Sabtu, 04 April 2020 08:58

Gegara Corona, Hanya Dua Pekan, 10 Juta Lebih Orang Jadi Pengangguran

Fusuy
Konten Redaksi Rakyatku.Com
Korban corona yang diturunkan dari kendaraan. (int)
Korban corona yang diturunkan dari kendaraan. (int)

Wabah virus corona, telah membuat 10 juta warga Amerika Serikat (AS) kehilangan pekerjaan. Itu hanya berlangsung dalam waktu dua minggu.

RAKYATKU.COM-- Wabah virus corona, telah membuat 10 juta warga Amerika Serikat (AS) kehilangan pekerjaan. Itu hanya berlangsung dalam waktu dua minggu. Akibatnya, hal ini, memunculkan masalah paling parah di sektor pasar kerja AS.

Para ekonom telah memperingatkan bahwa tingkat pengangguran dapat mencapai level yang tidak terbayangkan sejak wabah COVID-19 menyebar.

Sementara di sisi lain, secara bersamaan, kebutuhan untuk ventilator dan alat pelindung diri (APD) bagi tenaga medis semakin langka. Angka kematian akibat COVID-19 pun dikabarkan terus meningkat.  Kota New York, menjadi wilayah paling 'mematikan' di AS. Jumlah korban meninggal hampir 2.400 orang akibat COVID-19.

Satu Juta Lebih

Merujuk data Universitas Johns Hopkins di AS, jumlah infeksi COVID-19 di seluruh dunia, telah melampau angka satu juta orang lebih. Korban meninggal lebih 50.000 orang.

Meski angka sebenarnya diyakini jauh lebih tinggi,  karena kurangnya alat pengujian. Banyak kasus terinfeksi COVID-19 ringan yang tidak dilaporkan dan kemungkinan beberapa negara menutupi tingkat wabah mereka.

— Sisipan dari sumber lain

PR #2981, opened 2026-07-08
Scheduled tasks: ncl tasks control plane, isolated sessions, script gate

omri-maya:
Part 2/5 of the scheduled-tasks train — follows #2980 (merged). **Supersedes #2947**: this ships the full `ncl tasks` resource that PR sketched (same `cancelTask`/`pauseTask`/`resumeTask` helpers underneath), plus create/update/run/append-log, per-series isolated sessions, run history, and the pre-task script gate.

*(Revised after the first CI run: this PR now also carries the strict verb-arg declarations and the script gate — the earlier cut sliced between the strict-args CLI layer (#2980) and the tasks verbs declaring their args, an un-runnable intermediate state. The train is 5 parts, not 6.)*

## What

Scheduled tasks move from MCP tools to a first-class `ncl` resource:
`list / get / create / update / cancel / pause / resume / run / append-log` — args declared on every verb (strict validation, fix-carrying errors), deep per-verb help with executable examples.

Sementara itu, ekonomi yang semakin terpuruk hampir pasti menandakan dimulainya resesi global atau kelesuan di sektor ekonomi dunia, dengan banyaknya orang kehilangan pekerjaan.

“Kecemasan saya memuncak. Tidak tahu apa yang akan terjadi,” ujar Laura Wieder, mantan manajer bar olahraga di Bellefontaine, Ohio, yang diberhentikan dari pekerjaannya karena tempatnya telah ditutup, seperti dikutip dari Detik.com.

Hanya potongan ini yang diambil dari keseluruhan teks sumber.